Raising Capital While Cutting Loss

15 Sep 2020

By Robert W Benedict III

Large developers who create lucrative projects are very attractive for long term investors. Development is a side of the industry that runs primarily local, which is why big corporations require working with local companies to build their portfolios. The organizational structure of developer businesses favors a smaller workforce to maximize revenue. Developers want to take as little risk as possible by using OPM (Other People’s Money), often outsourcing parts of the project, creating an opportunity for project-level capital investment.

As projects move toward NTP (Notice to Proceed), the money starts flowing. Instead of using an additional development company as intermediary, the originator performs due diligence to find the right long-term owner. In a normal scenario, the green field developer creates the opportunity, then sells it to the more significant developer. That developer continues the process and takes his cut of the deal. Ultimately, the project is sold to an IPP (Independent Power Producer) or utility. If the original developer can skip that middle step, they position themselves for greater profit when the deal is complete.

Profitability, value creation, and liquidity are necessary for long-term excellence. Even a dynamic professional culture needs a strategy. Surprisingly, simply having an experienced group of qualified professionals that focus on the details necessary to execute the project to completion is not a guaranty that the final product will be successful.
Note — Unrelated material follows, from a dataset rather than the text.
PR #15303, opened 2026-08-28
🪥 chore: Run CI's Static Checks on Each Commit's Diff

danny-avila:
## Summary

Adds a local equivalent of the **Static Checks** CI job, scoped to the files in a commit's diff, and wires it into the pre-commit hook.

This is also true with the investment capital to sustain it - some investors are just not worth the money. 

The path companies follow to capitalize and increase their assets also dictates the actions they need to take to accomplish their goals. Developers frequently choose the road that offers the most significant possible upside, without thinking about how capital structure creates risk in achieving that upside. Regardless of circumstance, when investment contracts are agreed, the receiver will have to give something up. It is important to feel comfortable with all the terms established, and understand how this agreement will impact not only the project, but you personally. Development is an incredibly cash-intensive business; when you’re short on cash, it ultimately takes away opportunities. You must think about capitalization at all times.

Refusing outside capital leaves you with one choice: self-financing. If the developer had enough funds to pay for the project, he’d have all the decision power. That, however, requires a lot of conviction (as well as a vast amount of resources). Developers trying to raise cash at the corporate level need to have a clear plan, a market that can be utilized, and the resolve to stay within that market area. While selling to larger developers can be a rewarding situation, it tends to be fraught with challenges because everybody is competing for capital. Inevitably, this creates a project hierarchy, with money flowing to the most lucrative opportunities. Raising project-level development capital is challenging and costly, but it allows for some of the benefits of self-financing, giving you more control over your destiny.

The world is building more solar-power plants because they’re getting cheaper. Since 2009, the total installed costs of solar have decreased by 70 percent around the world. New power purchase agreements (PPA’s) frequently fall below $100 per megawatt-hour, with some falling below thirty dollars ($30).  That price puts solar at or below the cost of a new natural-gas plant.

Regulatory measures like the Investment Tax Credit (ITC), further support the economics of solar. In many instances, solar is often “the lowest cost energy”, notably less costly than the next cheapest alternative. A number of leading multinationals are signing solar deals not only to gain green credentials, but also to lower their energy costs and diversify their power source.

When adding banking interest to re-rate solar, the cost of these projects drop even more, becoming a better investment for the greenfield developer. Consequently, every other company involved in the process will also receive worthwhile ROI’s. Ideally, the project finds a home where everyone involved is able to share in the economics.

Given these trends, it’s estimated that 2,000 to 3,000 GW of solar capacity - or almost half of total electric-power capacity in the world today - will be done by 2025. While solar alone can’t fully meet the need for electricity (because the sun doesn’t always shine), and we need to concentrate on balancing energy to keep the grid healthy, solar’s continued growth will nonetheless transform energy markets around the world. 

“If your actions inspire others to dream more, learn more, do more and become more, you are a leader”

– John Quincy Adams

Mr. Benedict is Chairman/CMO of Unicorn Solar Development, a California-based solar company that provides module procurement, project management, business development, solar financing, residential and commercial solar project installations and management consulting nationwide.